This is not how to be nice in a fake way. I’m not trying to teach or cosign lying or inauthenticity. What I’m talking about here is controlling the beast.
Ever had to be nice when you really didn’t feel like it?
Yea, me too. A bad day, getting yelled at, making a mistake, all of these things can put me into the worst mood possible. When I’m in that kind of mood it is very hard to be nice. I feel entitled to share my misery with others. But, don’t we hate it when people do that to us? Yes. So, let’s not do it to other people. Let’s learn a few tricks for how to be nice.
First, remember, everyone is dealing with something
More often than not, people who treat other people badly are dealing with all kinds of self-esteem problems themselves. Sure, there are people you’ll run into who just seem mean for no reason. But, there’s always a reason. Try to find your compassion when dealing with difficult people who trigger you. In the end, you’ll feel better for not losing it.

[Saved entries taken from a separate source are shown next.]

PR #1528, opened 2020-03-22
Add a test to prove that coroutines keep running when passed to First

eric-wieser:
This spun out of a discussion with @ktbarrett  reviewing #1523.


eric-wieser:
@ktbarrett, this look reasonable to you?

eric-wieser:
Merged already as part of #1523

Check yourself when you feel your irritation rising
Did someone do something that made you feel bad? Are you subconsciously taking your bad mood or hurt out on someone else? I can’t tell you how many times I’ve had a bad day, just to take it out on the people closest to me. In recovery, I’ve made a conscious effort to treat the people closest to me with the most kindness. Try to notice when your irritation level rises to see where it’s coming from and if you can shut it down before you pass it on.
Learn your triggers
I put this one in my self-help guide for a reason. If you know what or who sets you off, you can be prepared. If there’s someone argumentative in your life, try sayings things like, “You may be right!” Just to diffuse the situation. The better you know yourself, the more control you’ll have over yourself.
Get a second opinion
If something has happened and you feel hurt, try running the situation by a third party before reacting. As a recovering alcoholic myself, I can assure you I take things too personally all the time. It’s always the perspective of a neutral party who helps me see things clearly. Maybe there is reason to feel hurt and an appropriate response can be crafted. Maybe after discussing it, you won’t feel so bothered anymore.
Learn to bite your tongue
Oh the things I used to say that I’d regret! Learning how to hold my tongue has been one of the most important things I’ve learned in my whole entire life. I never regret it when I keep my mouth shut. I obsess and obsess when I think I’ve said something I shouldn’t have. My life seriously improved when I kicked the habit of letting anything fly out of my mouth. Learning to read the room has also been huge. Basically, kind communication is about listening and responding in a compassionate way. It doesn’t mean being submissive or not sharing your feelings and voice. But, the skill of being nice all the time will take you far so try some of these out and see if they help.